Keywords: Rhabdomyolysis, Monensin ingestion, Human, Monensin toxicity
Background
Monensin is a highly selective sodium ionophore veterinary antibiotic used as a food additive and for prevention of coccidiosis infections in poultry and cattle. Due to its narrow therapeutic window, multiple outbreaks of lethal intoxication have been reported in many animal species [1, 2]. While only two prior cases of human toxicity have been reported, both were fatal exposures [3, 4]. We present the first reported human case of survival after severe toxicity following monensin ingestion.
Case
A 58-year-old man presented to the emergency department for evaluation of vomiting and abdominal pain. Due to delusions of central nervous system toxoplasmosis, the patient purchased monensin online from a foreign distributor in an attempt to self-treat. Nine days prior to presentation, he ingested an estimated 100 mg of monensin, followed by an additional 200 mg the following day. Within hours after the second dose, the patient developed vomiting and abdominal pain and, over several days, began to experience significant leg pain, generalized weakness, and decreased urine output.

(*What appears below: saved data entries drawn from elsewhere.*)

PR #2639, opened 2025-09-12
Disabled display of empty data in island info

Lemvs:
I disabled the display of empty data such as Discord, PayPal or members in the island information and corrected the information about visitors count - it should show the number of visitors, just like the name says, but showed unique visitors (I made it show both counts)

### DIFF
--- a/src/main/java/com/bgsoftware/superiorskyblock/commands/player/CmdShow.java
+++ b/src/main/java/com/bgsoftware/superiorskyblock/commands/player/CmdShow.java
@@ -100,12 +100,14 @@ public class CmdShow implements ISuperiorCommand {
             infoMessage.append(Message.ISLAND_INFO_WORTH.getMessage(locale, island.getWorth())).append("\n");
         if (!Message.ISLAND_INFO_LEVEL.isEmpty(locale))
             infoMessage.append(Message.ISLAND_INFO_LEVEL.getMessage(locale, island.getIslandLevel())).append("\n");
-        if (!Message.ISLAND_INFO_DISCORD.isEmpty(locale) && island.hasPermission(sender, IslandPrivileges.DISCORD_SHOW))
+        if (!Message.ISLAND_INFO_DISCORD.isEmpty(locale) && !"None".equals(island.getDiscord()) && island.hasPermission(sender, IslandPrivileges.DISCORD_SHOW)) {
             infoMessage.append(Message.ISLAND_INFO_DISCORD.getMessage(locale, island.getDiscord())).append("\n");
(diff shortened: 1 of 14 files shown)


src/main/java/com/bgsoftware/superiorskyblock/commands/player/CmdShow.java
```diff
@@ -100,12 +100,14 @@ public void execute(SuperiorSkyblockPlugin plugin, CommandSender sender, String[
             infoMessage.append(Message.ISLAND_INFO_WORTH.getMessage(locale, island.getWorth())).append("\n");
         if (!Message.ISLAND_INFO_LEVEL.isEmpty(locale))
             infoMessage.append(Message.ISLAND_INFO_LEVEL.getMessage(locale, island.getIslandLevel())).append("\n");
-        if (!Message.ISLAND_INFO_DISCORD.isEmpty(locale) && island.hasPermission(sender, IslandPrivileges.DISCORD_SHOW))
+        if (!Message.ISLAND_INFO_DISCORD.isEmpty(locale) && !"None".equals(island.getDiscord()) && island.hasPermission(sender, IslandPrivileges.DISCORD_SHOW)) {
             infoMessage.append(Message.ISLAND_INFO_DISCORD.getMessage(locale, island.getDiscord())).append("\n");
-        if (!Message.ISLAND_INFO_PAYPAL.isEmpty(locale) && island.hasPermission(sender, IslandPrivileges.PAYPAL_SHOW))
+        }
+        if (!Message.ISLAND_INFO_PAYPAL.isEmpty(locale) && !"None".equals(island.getPaypal()) && island.hasPermission(sender, IslandPrivileges.PAYPAL_SHOW)) {
```
OmerBenGera, line 106: shouldn't it use the NONE message?

Lemvs: I thought about it, but if the island doesn't have Discord/PayPal set, then there's no need to show it - when the island doesn't have a name, it's not shown in the info either, so I decided to do the same here

OmerBenGera: > I thought about it, but if the island doesn't have Discord/PayPal set, then there's no need to show it - when the island doesn't have a name, it's not shown in the info either, so I decided to do the same here

In recent PRs you changed it so its no longer hardcoded to be "None", but a customizable message. If you check it against "None", it wont work if someone chnages the custom message

Lemvs: But in the previous PR I changed the display of "None" in the visitors/unique visitors menu, when the player does not have an island/the island does not have a name, I did not change anything with Discord/PayPal 😳

PR #2642, opened 2025-09-13
Added admin removeentitylimit command

Lemvs:
It was not possible to remove the entity limit for an island, so I added this option (based on remove block limit)


Lemvs:
> Add the new permission to the plugin.yml file


I did it in the second commit

OmerBenGera (approved):

PR #2645, opened 2025-09-13
Added the ability to use admin show command without an argument

Lemvs:
The command can now be used without an argument to check information about the island you are standing on, just like with the regular /is info

### DIFF
--- a/src/main/java/com/bgsoftware/superiorskyblock/commands/admin/CmdAdminShow.java
+++ b/src/main/java/com/bgsoftware/superiorskyblock/commands/admin/CmdAdminShow.java
@@ -10,7 +10,7 @@ import com.bgsoftware.superiorskyblock.api.world.Dimension;
 import com.bgsoftware.superiorskyblock.api.world.WorldInfo;
 import com.bgsoftware.superiorskyblock.api.wrappers.SuperiorPlayer;
 import com.bgsoftware.superiorskyblock.commands.CommandTabCompletes;
-import com.bgsoftware.superiorskyblock.commands.ISuperiorCommand;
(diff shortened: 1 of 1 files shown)


src/main/java/com/bgsoftware/superiorskyblock/commands/admin/CmdAdminShow.java
```diff
@@ -38,7 +40,7 @@
 import java.util.function.Function;
 import java.util.function.Supplier;
 
-public class CmdAdminShow implements IAdminIslandCommand {
+public class CmdAdminShow implements ISuperiorCommand {
```
OmerBenGera: Should implement `IAdminIslandCommand`

OmerBenGera (changes requested):

src/main/java/com/bgsoftware/superiorskyblock/commands/admin/CmdAdminShow.java
Lemvs: Then this change makes no sense because it will force you to provide an argument

OmerBenGera: > Then this change makes no sense because it will force you to provide an argument

You can override the general execute method, and not the one that takes a target argument

OmerBenGera: If you don't make it `IAdminIslandCommand`, people will be able to disable this command in the config file, and you should not be able to do so

OmerBenGera (approved):

PR #2648, opened 2025-09-14
Added raid trigger privilege

Lemvs:
Instead of allowing only island members to trigger raids, I added a privilege that allows you to choose which role can trigger raids, as suggested in this [Discussion](https://github.com/BG-Software-LLC/SuperiorSkyblock2/discussions/2610) (so after merging, close it)

### DIFF
--- a/src/main/java/com/bgsoftware/superiorskyblock/island/privilege/IslandPrivileges.java
+++ b/src/main/java/com/bgsoftware/superiorskyblock/island/privilege/IslandPrivileges.java
@@ -68,6 +68,8 @@ public class IslandPrivileges {
     @Nullable
     public static final IslandPrivilege PICKUP_LECTERN_BOOK = register("PICKUP_LECTERN_BOOK", ServerVersion.isAtLeast(ServerVersion.v1_14));
     public static final IslandPrivilege PROMOTE_MEMBERS = register("PROMOTE_MEMBERS", IslandPrivilege.Type.COMMAND);
+    @Nullable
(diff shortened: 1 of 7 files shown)


Lemvs:
> It should probably be the same privilege as attacking mobs. If you can attack mobs, you should be able to trigger raids

Hmm, but this causes spawn of mobs + ravenger can destroy blocks, so I think that combining it with the "Monster Damage" privilege is too much of a simplification, players may want to invite others to mob grinders, but not allow them to trigger raids.

OmerBenGera:
> > It should probably be the same privilege as attacking mobs. If you can attack mobs, you should be able to trigger raids
> 
> Hmm, but this causes spawn of mobs + ravenger can destroy blocks, so I think that combining it with the "Monster Damage" privilege is too much of a simplification, players may want to invite others to mob grinders, but not allow them to trigger raids.

Currently, visitors cannot trigger raids.
Are you sure this is necessary and people will actually use it?

Lemvs:
> > > It should probably be the same privilege as attacking mobs. If you can attack mobs, you should be able to trigger raids
> > 
> > 
> > Hmm, but this causes spawn of mobs + ravenger can destroy blocks, so I think that combining it with the "Monster Damage" privilege is too much of a simplification, players may want to invite others to mob grinders, but not allow them to trigger raids.
> 
> Currently, visitors cannot trigger raids. Are you sure this is necessary and people will actually use it?


Someone started this discussion, so I decided to introduce it 😕

PR #2649, opened 2025-09-14
Added tamed animal damage privilege

Lemvs:
If players want to invite others to animal spawners, they can't have tamed animals on their island because the guests will be able to kill them, so I added a separate permission for tamed animal damage to prevent this situation.


src/main/java/com/bgsoftware/superiorskyblock/service/region/RegionManagerServiceImpl.java
```diff
@@ -320,7 +320,8 @@ public InteractionResult handleEntityDamage(Entity damager, Entity entity) {
         try (ObjectsPools.Wrapper<Location> wrapper = ObjectsPools.LOCATION.obtain()) {
             Location entityLocation = entity.getLocation(wrapper.getHandle());
             Island island = plugin.getGrid().getIslandAt(entityLocation);
-            IslandPrivilege islandPrivilege = BukkitEntities.getCategory(entity.getType()).getDamagePrivilege();
+            IslandPrivilege islandPrivilege = BukkitEntities.isTameable(entity) ? IslandPrivileges.TAMED_ANIMAL_DAMAGE :
```
OmerBenGera, line 349: This check should be in the EntityCategory#getDamagePrivilege function

OmerBenGera (changes requested):

OmerBenGera:
Also, fix the conflicts

src/main/java/com/bgsoftware/superiorskyblock/service/region/RegionManagerServiceImpl.java
Lemvs: > This check should be in the EntityCategory#getDamagePrivilege function


In that file, EntityTypes are used, and checking if a mob is tamed requires a specific Entity, not its type

OmerBenGera (approved):

PR #2693, opened 2025-10-05
improv. fix spawn without breeder

nivcoo:
Hello

I improved the way to retrieve entity spawn.

I guess that we have to add more event on it, like dispense event or creature spawn like iron golem or Bucket fish etc but i'm not sure.

I was not able to test it yet, because i don't have a test server with island world (i use SSB bridge so i've to create another server without it).

If you have any suggestion let me know


nivcoo:
I had to leave until Wednesday I don’t check if I forget something to edit yet and didn’t tried it too I will do it when I will come back

PR #2707, opened 2025-10-10
Added option to create a separate item for locked missions

Lemvs:
# Changelog # 
- I added option to create a locked icon and sound, so you can set a separate item for missions for which you haven't completed the required missions or don't pass the required checks. This feature is optional, so if someone doesn't add a locked sound or icon, the items will be created as before
- I fixed ability to click in the mission menu when you don't have an island, as missions can be completed without an island, but clicking in the menu was blocked
- I simplified replacing placeholders in mission icons to avoid duplicating the same code multiple times

### DIFF
--- a/src/main/resources/modules/missions/categories/fisherman/fisherman_31_13.yml
+++ b/src/main/resources/modules/missions/categories/fisherman/fisherman_31_13.yml
@@ -52,7 +52,6 @@ icons:
       - '&8 - &7$50,000'
       - ''
       - '&6Treasure Items: &7{1}/3'
-      - '&6Progress: &7{0}%'
       - '&c&l ✘ &7Locked'
     amount: 3
   not-completed:
@@ -69,6 +68,7 @@ icons:
       - '&8 - &7$50,000'
       - ''
       - '&6Treasure Items: &7{1}/3'
+      - '&6Progress: &7{0}%'
       - '&c&l ✘ &7Not Completed'
     amount: 3
   can-complete:


src/main/java/com/bgsoftware/superiorskyblock/core/itemstack/ItemBuilder.java
```diff
@@ -191,6 +192,13 @@ public ItemBuilder replaceAll(String regex, String replace) {
         return this;
     }
 
+    public ItemBuilder replaceAll(Map<String, String> map) {
+        for (Map.Entry<String, String> entry : map.entrySet()) {
+            replaceAll(entry.getKey(), entry.getValue());
+        }
+        return this;
+    }
+
```
OmerBenGera: I don't like this

src/main/java/com/bgsoftware/superiorskyblock/core/menu/button/impl/MissionsPagedObjectButton.java
```diff
@@ -79,23 +98,25 @@ public ItemStack modifyViewItem(ItemStack buttonItem) {
...
-                                .build(inventoryViewer) :
-                        missionData.getNotCompleted()
-                                .replaceAll("{0}", percentage + "")
-                                .replaceAll("{1}", progressValue + "")
-                                .replaceAll("{2}", amountCompleted + "")
-                                .build(inventoryViewer);
+        Map<String, String> placeholders = new HashMap<>();
+        placeholders.put("{0}", percentage + "");
+        placeholders.put("{1}", progressValue + "");
+        placeholders.put("{2}", amountCompleted + "");
```
OmerBenGera: Instead of this, just keep a reference to ItemBuilder, then replace the placeholders and build the itemstack only once

src/main/resources/modules/missions/categories/farmer/farmer_2.yml
```diff
@@ -44,6 +44,26 @@ required-plants:
...
+      - '&8 - &7x10 Melons'
+      - ''
+      - '&6Rewards:'
+      - '&8 - &7x1 Sugar Cane'
+      - '&8 - &7x1 Cactus'
+      - '&8 - &7$5,000'
+      - ''
+      - '&6Grown Pumpkins: &7{value_pumpkin}/10'
+      - '&6Grown Melons: &7{value_melon}/10'
+      - '&6Progress: &7{0}%'
```
OmerBenGera: I want to say that it shouldn't show progress
Other than that, looks good

Lemvs: So just delete this line for locked icons? Or set it to 0%?

OmerBenGera: > So just delete this line for locked icons? Or set it to 0%?

Delete, similar to how "completed" icons don't have it

Lemvs: But completed icons have progress, it just says 100%

image

OmerBenGera: > But completed icons have progress, it just says 100%
> 
> image

I think it should be hidden, as it is "locked"

PR #2708, opened 2025-10-10
Fixed /is admin setpermission command

Lemvs:
# Changelog # 
- Tab completes did not show roles for COMMAND permissions, and the command completely prevented setting roles for this permission type.
- Tab completes did not show the guest and coop roles for ACTION permissions, and the command completely prevented setting these roles for this permission type.

### DIFF
--- a/src/main/java/com/bgsoftware/superiorskyblock/commands/admin/CmdAdminSetPermission.java
+++ b/src/main/java/com/bgsoftware/superiorskyblock/commands/admin/CmdAdminSetPermission.java
@@ -98,20 +98,22 @@ public class CmdAdminSetPermission implements IAdminIslandCommand {
 
     @Override
     public List<String> adminTabComplete(SuperiorSkyblockPlugin plugin, CommandSender sender, Island island, String[] args) {
-        if (args.length == 4) {
-            return CommandTabCompletes.getIslandPrivileges(args[3]);
-        } else if (args.length == 5) {
-            IslandPrivilege islandPrivilege = getIslandPrivilegeSafe(args[3]);
+        switch (args.length) {
+            case 4:
+                return CommandTabCompletes.getIslandPrivileges(args[3]);
+            case 5: {
+                IslandPrivilege islandPrivilege = getIslandPrivilegeSafe(args[3]);
 
-            if (islandPrivilege != null) {
-                if (islandPrivilege.getType() == IslandPrivilege.Type.COMMAND)
+                if (islandPrivilege == null)
+                    return Collections.emptyList();
+                else if (islandPrivilege.getType() == IslandPrivilege.Type.COMMAND)
                     return CommandTabCompletes.getPlayerRoles(plugin, args[4], PlayerRole::isRoleLadder);
                 else
-                    return CommandTabCompletes.getPlayerRoles(plugin, args[4], playerRole -> true);
+                    return CommandTabCompletes.getPlayerRoles(plugin, args[4], null);
             }
+            default:
+                return Collections.emptyList();
         }
-
-        return Collections.emptyList();
     }
 
     @Nullable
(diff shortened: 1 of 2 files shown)


src/main/java/com/bgsoftware/superiorskyblock/commands/admin/CmdAdminSetPermission.java
```diff
@@ -97,17 +98,20 @@ else if (targetPlayer == null)
...
     @Override
     public List<String> adminTabComplete(SuperiorSkyblockPlugin plugin, CommandSender sender, Island island, String[] args) {
-        switch (args.length) {
-            case 4:
-                return CommandTabCompletes.getIslandPrivileges(args[3]);
-            case 5: {
-                IslandPrivilege islandPrivilege = getIslandPrivilegeSafe(args[3]);
-                return islandPrivilege == null || islandPrivilege.getType() == IslandPrivilege.Type.COMMAND ?
-                        Collections.emptyList() : CommandTabCompletes.getPlayerRoles(plugin, args[4], PlayerRole::isRoleLadder);
+        if (args.length == 4) {
```
OmerBenGera: What's wrong with switch-case?

src/main/java/com/bgsoftware/superiorskyblock/commands/admin/CmdAdminSetPermission.java
```diff
@@ -97,17 +98,20 @@ else if (targetPlayer == null)
...
+            return CommandTabCompletes.getIslandPrivileges(args[3]);
+        } else if (args.length == 5) {
+            IslandPrivilege islandPrivilege = getIslandPrivilegeSafe(args[3]);
+
+            if (islandPrivilege != null) {
+                if (islandPrivilege.getType() == IslandPrivilege.Type.COMMAND)
+                    return CommandTabCompletes.getPlayerRoles(plugin, args[4], PlayerRole::isRoleLadder);
+                else
+                    return CommandTabCompletes.getPlayerRoles(plugin, args[4], playerRole -> true);
```
OmerBenGera: Make the predicate null

src/main/java/com/bgsoftware/superiorskyblock/commands/admin/CmdAdminSetPermission.java
Lemvs: Because I didn't add default and there are only 2 cases, and when I did it recently, codacy recognized it as an issue :(

src/main/java/com/bgsoftware/superiorskyblock/commands/admin/CmdAdminSetPermission.java
Lemvs: getPlayerRoles, unlike getOnlinePlayersAndIslands, does not skip the predicate when it is null, so will this work?

src/main/java/com/bgsoftware/superiorskyblock/commands/admin/CmdAdminSetPermission.java
OmerBenGera: Then add the default switch-case. You return Collections.emptyList().

src/main/java/com/bgsoftware/superiorskyblock/commands/admin/CmdAdminSetPermission.java
OmerBenGera: > getPlayerRoles, unlike getOnlinePlayersAndIslands, does not skip the predicate when it is null, so will this work?

No, it should be changed to allow null predicates. This is more optimized than running predicates that always return true

src/main/java/com/bgsoftware/superiorskyblock/commands/admin/CmdAdminSetPermission.java
Lemvs: But then I need to return the same thing when islandPrivilege is null, so I converted it to return it only once

PR #2731, opened 2025-10-22
Added message-delays option

Lemvs:
I decided to implement the option mentioned in this [Discussion](https://github.com/BG-Software-LLC/SuperiorSkyblock2/discussions/2730), but instead of creating another collection with delays only for `MISSION_NO_AUTO_REWARD` message, as is currently the case for `SCHEMATIC` and `PROTECTION` messages, I decided to allow players to create their own list of messages that should have delays.

By introducing this option, I can transfer the functionality of `protected-message-delay` option and add ability to set own delays for `SCHEMATIC`, `BUILD_OUTSIDE_ISLAND`, and `ISLAND_BEING_CALCULATED`. 

The only problem is that I can't use the methods I added in `PROTECTION` and `SCHEMATIC` messages, so maybe instead of creating such a custom message, I'll just send these messages normally? I'll simply move the `PROTECTION` functionality to `ProtectionHelper` and use the messages directly in `PortalsManagerServiceImpl` instead of through SCHEMATIC. And in the config, I would set by default the delays for these messages as they were before.

What do you think about this @OmerBenGera ?

### DIFF
--- a/src/main/java/com/bgsoftware/superiorskyblock/config/SettingsManagerImpl.java
+++ b/src/main/java/com/bgsoftware/superiorskyblock/config/SettingsManagerImpl.java
@@ -711,7 +711,7 @@ public class SettingsManagerImpl extends Manager implements SettingsManager {
     }
 
     private void convertData(YamlConfiguration cfg) {
-        if (cfg.isLong("protected-message-delay")) {
+        if (cfg.get("protected-message-delay") instanceof Number) {
             long delay = cfg.getLong("protected-message-delay") * 50;
             cfg.set("message-delays.ISLAND_PROTECTED", delay);
             cfg.set("message-delays.ISLAND_PROTECTED_OPPED", delay);


src/main/java/com/bgsoftware/superiorskyblock/config/SettingsContainer.java
```diff
@@ -562,6 +563,13 @@ public SettingsContainer(SuperiorSkyblockPlugin plugin, YamlConfiguration config
         tabCompleteHideVanished = config.getBoolean("tab-complete-hide-vanished", true);
         dropsUpgradePlayersMultiply = config.getBoolean("drops-upgrade-players-multiply", false);
         protectedMessageDelay = config.getLong("protected-message-delay", 60L);
+        Map<String, Long> messageDelays = new HashMap<>();
+        if (config.isConfigurationSection("message-delays")) {
+            for (String message : config.getConfigurationSection("message-delays").getKeys(false)) {
+                messageDelays.put(message, config.getLong("message-delays." + message));
+            }
+        }
+        this.messageDelays = messageDelays;
```
OmerBenGera: Collections.unmodifiableMap

src/main/java/com/bgsoftware/superiorskyblock/core/messages/Message.java
```diff
@@ -1079,6 +1085,27 @@ private void setMessage(Locale locale, IMessageComponent messageComponent) {
         messages.put(locale, messageComponent);
     }
 
+    private long getDelay() {
+        Long delay = plugin.getSettings().getMessageDelays().get(this.name());
+        return delay == null ? 0L : delay;
+    }
+
+    private boolean addDelay(UUID playerUUID) {
+        if (getDelay() > 0L) {
```
OmerBenGera: Cache the result of `getDelay`

src/main/java/com/bgsoftware/superiorskyblock/core/messages/Message.java
```diff
@@ -1079,6 +1085,27 @@ private void setMessage(Locale locale, IMessageComponent messageComponent) {
...
+            if (delays == null) {
+                delays = new HashMap<>();
+            }
```
OmerBenGera: delays should not be null. Also, delays should be ConcurrentHashMap

src/main/java/com/bgsoftware/superiorskyblock/core/messages/Message.java
```diff
@@ -1095,6 +1122,7 @@ public static void registerListeners(PluginEventsDispatcher dispatcher) {
 
     private static void onSettingsUpdate() {
         noInteractMessages = null;
+        delays = null;
```
OmerBenGera: Why?

src/main/java/com/bgsoftware/superiorskyblock/core/messages/Message.java
```diff
@@ -907,6 +908,8 @@ protected MessagesServiceImpl create() {
 
     @Nullable
     private static Collection<UUID> noInteractMessages;
```
OmerBenGera: Should not be used anymore, as well as noSchematicMessages

src/main/java/com/bgsoftware/superiorskyblock/config/SettingsManagerImpl.java
```diff
@@ -585,6 +585,11 @@ public long getProtectedMessageDelay() {
         return this.global.getProtectedMessageDelay();
```
OmerBenGera: Should be deprecated

src/main/java/com/bgsoftware/superiorskyblock/config/SettingsContainer.java
```diff
@@ -562,6 +563,13 @@ public SettingsContainer(SuperiorSkyblockPlugin plugin, YamlConfiguration config
         tabCompleteHideVanished = config.getBoolean("tab-complete-hide-vanished", true);
         dropsUpgradePlayersMultiply = config.getBoolean("drops-upgrade-players-multiply", false);
         protectedMessageDelay = config.getLong("protected-message-delay", 60L);
```
OmerBenGera: No need for that anymore

OmerBenGera (changes requested):

src/main/java/com/bgsoftware/superiorskyblock/core/messages/Message.java
Lemvs: Some time ago you did this for noInteractMessages, because after changing the delay in the config and reloading the plugin it wasn't updating, so I thought it was necessary to do the same here 🤔

Lemvs:
I also added a SCHEMATIC_NOT_ADDED message so that you can set a delay for it and translate it as well.
In the default config I entered all the messages that previously had delays.

But there is one problem, in SchematicManagerImpl in the convertData method I added converting the old protected-message-delay value, but it doesn't work - the values ​​are not changed, do you know why @OmerBenGera ?

I added it to IGNORED_SECTIONS, because without it, when loading the config, the deleted default messages from message-delays were coming back, I don't know if that has anything to do with it

src/main/java/com/bgsoftware/superiorskyblock/core/messages/Message.java
```diff
@@ -906,7 +849,7 @@ protected MessagesServiceImpl create() {
     };
 
     @Nullable
-    private static Collection<UUID> noInteractMessages;
+    private static Map<Message, Collection<UUID>> delays;
```
OmerBenGera: You don't need this, you already have Message#delayedMessages (which can be renamed to just delays)

src/main/java/com/bgsoftware/superiorskyblock/core/messages/Message.java
```diff
@@ -1064,6 +1003,9 @@ public void send(CommandSender sender, Locale locale, Object... args) {
             UUID playerUUID = ((Player) sender).getUniqueId();
             if (delayedMessages != null && !delayedMessages.add(playerUUID))
                 return;
+            if (addDelay(playerUUID)) {
+                return;
+            }
```
OmerBenGera: Redundant. You can use `delayedMessages`

src/main/java/com/bgsoftware/superiorskyblock/core/messages/Message.java
```diff
@@ -1079,6 +1021,28 @@ private void setMessage(Locale locale, IMessageComponent messageComponent) {
...
+            Collection<UUID> collection = delays.computeIfAbsent(this, message ->
+                    AutoRemovalCollection.newHashSet(delay, TimeUnit.MILLISECONDS)
+            );
+
+            return !collection.add(playerUUID);
+        }
+
+        return false;
+    }
+
```
OmerBenGera: Can be removed probably

src/main/java/com/bgsoftware/superiorskyblock/core/messages/Message.java
```diff
@@ -1094,7 +1058,7 @@ public static void registerListeners(PluginEventsDispatcher dispatcher) {
     }
 
     private static void onSettingsUpdate() {
-        noInteractMessages = null;
+        delays = null;
```
OmerBenGera: Instead, you should go through the message delayes and initialize delayedMessages for each Message:
for(Message message : Message.values()) {
    message.delatedMessages = plugin.getSettings().getDelayedMessages()contains(message.name) ? Auto removal map : null
}

src/main/java/com/bgsoftware/superiorskyblock/service/portals/PortalsManagerServiceImpl.java
```diff
@@ -130,14 +129,14 @@ private EntityPortalResult handlePlayerPortalInternal(SuperiorPlayer superiorPla
...
+        if (portalResult == EntityPortalResult.WORLD_NOT_UNLOCKED) {
             Dimension originalDestination = getTargetWorld(portalLocation, portalType);
-            Message.SCHEMATICS.send(superiorPlayer, Message.WORLD_NOT_UNLOCKED.getMessage(
-                    superiorPlayer.getUserLocale(), Formatters.CAPITALIZED_FORMATTER.format(originalDestination.getName())));
+            Message.WORLD_NOT_UNLOCKED.send(superiorPlayer, Formatters.CAPITALIZED_FORMATTER.format(originalDestination.getName()));
         }
 
-        if (portalResult == EntityPortalResult.DESTINATION_WORLD_DISABLED && !Message.WORLD_NOT_ENABLED.isEmpty(superiorPlayer.getUserLocale())) {
-            Message.SCHEMATICS.send(superiorPlayer, Message.WORLD_NOT_ENABLED.getMessage(superiorPlayer.getUserLocale()));
+        if (portalResult == EntityPortalResult.DESTINATION_WORLD_DISABLED) {
```
OmerBenGera: else if / switch

src/main/java/com/bgsoftware/superiorskyblock/service/region/ProtectionHelper.java
```diff
@@ -33,4 +46,26 @@ public static boolean shouldPreventInteraction(InteractionResult interactionResu
         throw new IllegalStateException("No handling for result " + interactionResult);
     }
 
+    public static void sendProtectionMessage(CommandSender sender) {
```
OmerBenGera, line 49: In most cases (if not all of them), Island was already looked-up by the caller.
Add a nullable island parameter to the method. Only if it's null, look for the island again.

OmerBenGera (changes requested):

OmerBenGera:
> I also added a SCHEMATIC_NOT_ADDED message so that you can set a delay for it and translate it as well. In the default config I entered all the messages that previously had delays.
> 
> But there is one problem, in SchematicManagerImpl in the convertData method I added converting the old protected-message-delay value, but it doesn't work - the values ​​are not changed, do you know why @OmerBenGera ?
> 
> I added it to IGNORED_SECTIONS, because without it, when loading the config, the deleted default messages from message-delays were coming back, I don't know if that has anything to do with it

Regarding convertData - I assume you meant SettingsManagerImpl. It should work, can't think about a reason why it wouldn't.
You need to add that section to the ignored sections, otherwise it will be synced with defaults. That's correct.

src/main/java/com/bgsoftware/superiorskyblock/service/region/ProtectionHelper.java
Lemvs: Hmm, but shouldPreventInteraction(), which uses this method, doesn't take an island as an argument, so I should add it there and correct its use in other files?

OmerBenGera: > In most cases (if not all of them), Island was already looked-up by the caller. Add a nullable island parameter to the method. Only if it's null, look for the island again.

Yep

Lemvs: But the shouldPreventInteraction() method is mainly used in ProtectionListener, where the island is not known yet, only in RegionManagerServiceImpl there are islands, so how to connect it? Should I "assign" the island to InteractionResult or how? 😕

OmerBenGera: > But the shouldPreventInteraction() method is mainly used in ProtectionListener, where the island is not known yet, only in RegionManagerServiceImpl there are islands, so how to connect it? Should I "assign" the island to InteractionResult or how? 😕

In this case, pass null

Lemvs: > > But the shouldPreventInteraction() method is mainly used in ProtectionListener, where the island is not known yet, only in RegionManagerServiceImpl there are islands, so how to connect it? Should I "assign" the island to InteractionResult or how? 😕
> 
> In this case, pass null

But any method that uses `ProtectionHelper.shouldPreventInteraction()` in `ProtectionListener` doesn't know the island, so what's the point of providing it since I will have to use null everywhere? Only `RegionManagerServiceImpl` know island, but it only returns `InteractionResult` to `ProtectionListener`. 

To be able to give an island to `ProtectionHelper`, you would have to use it directly in `RegionManagerServiceImpl`, instead of `ProtectionListener`, or add the island field to `InteractionResult`

OmerBenGera: Gotcha, so let's not add the parameter for now

src/main/java/com/bgsoftware/superiorskyblock/core/messages/Message.java
```diff
@@ -1094,7 +1029,19 @@ public static void registerListeners(PluginEventsDispatcher dispatcher) {
...
+
+            if (delay > 0L)
+                message.delayedMessages = AutoRemovalCollection.newHashSet(delay, TimeUnit.MILLISECONDS);
+            else
+                message.delayedMessages = null;
+        }
+    }
+
+    private long getDelay() {
+        Long delay = plugin.getSettings().getMessageDelays().get(this.name());
```
OmerBenGera: getOrDefault

OmerBenGera (changes requested):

His physical exam was significant for dry mucous membranes, mild tachycardia, mild tachypnea, and diffuse tenderness to palpation of his abdomen and lower extremities. Significant laboratory values, which included a CK on presentation of 77,010 U/L, are noted in Table 1. Due to his severe rhabdomyolysis and concern for ongoing monensin toxicity, he was admitted to the intensive care unit.
Table 1.
Laboratory values
| Initial (8 days post ingestion) | Peak | Discharge | |
|---|---|---|---|
| Creatine kinase (U/L) | 77,010 | >100,000 | 5192 |
| AST (U/L) | 1224 | 2542 | 174 |
| ALT (U/L) | 93 | 303 | 134 |
| Serum creatinine (mg/dL) | 0.82 | 0.88 | 0.44 |
| Troponin-I (ng/mL) | <0.03 | 0.16 | 0.05 |
| Monensin (ppm) | 0 (9 days post ingestion) |
An echocardiogram on admission showed an ejection fraction of 69% and no wall motion abnormalities. Medical toxicology was consulted and stated concern for potential development of rhabdomyolysis-induced renal failure and cardiac necrosis leading to heart failure based on descriptions of animal and human toxicity in the literature. Over the next 8 days, he received continuous intravenous fluids and a bicarbonate infusion for urine alkalization. He remained hemodynamically stable.
His CK peaked at over 100,000 U/L and remained elevated at 5192 U/L several days prior to discharge. The trend of his CK levels is shown in Fig. 1. Despite severe rhabdomyolysis, there was no evidence of acute kidney injury. His discharge creatinine was 0.44 mg/dL, compared to his previous baseline of 0.9 mg/dL and was felt to be secondary to muscle wasting as a result of this intoxication. A repeat echocardiogram 1 week after admission was within normal limits with an ejection fraction of 56%.
Fig. 1.
CK trend during hospitalization. Note: normal range 62–325 units/L. Maximum lab value >100,000
Serum sodium remained normal throughout his admission, ranging from 135 to 143 mEq/L, while his calcium level was consistently low, between 7.4 and 8.3 mg/dL with a serum albumin of 2.7 g/dL. A serum monensin concentration sent on hospital day two was undetectable.
The patient’s hospitalization was prolonged at 21 days, mostly due to difficulty in obtaining placement at a skilled nursing facility for his severe debilitation. When seen for follow-up by his primary care provider 2 months after discharge, the patient was doing well physically although he had ongoing delusions about having toxoplasmosis. Verbal informed consent and permission was obtained from this patient during his hospitalization for publication of this case report.
Discussion
Reports on clinical effects after human exposure to monensin are limited. Monensin has a narrow therapeutic window and animal toxicity is most commonly secondary to errors in dosing or mixing in feed. Similar to lethal ingestions in animals, human ingestions of monensin have been shown in two prior reports to cause severe skeletal and cardiac muscle rhabdomyolysis and necrosis, resulting in death.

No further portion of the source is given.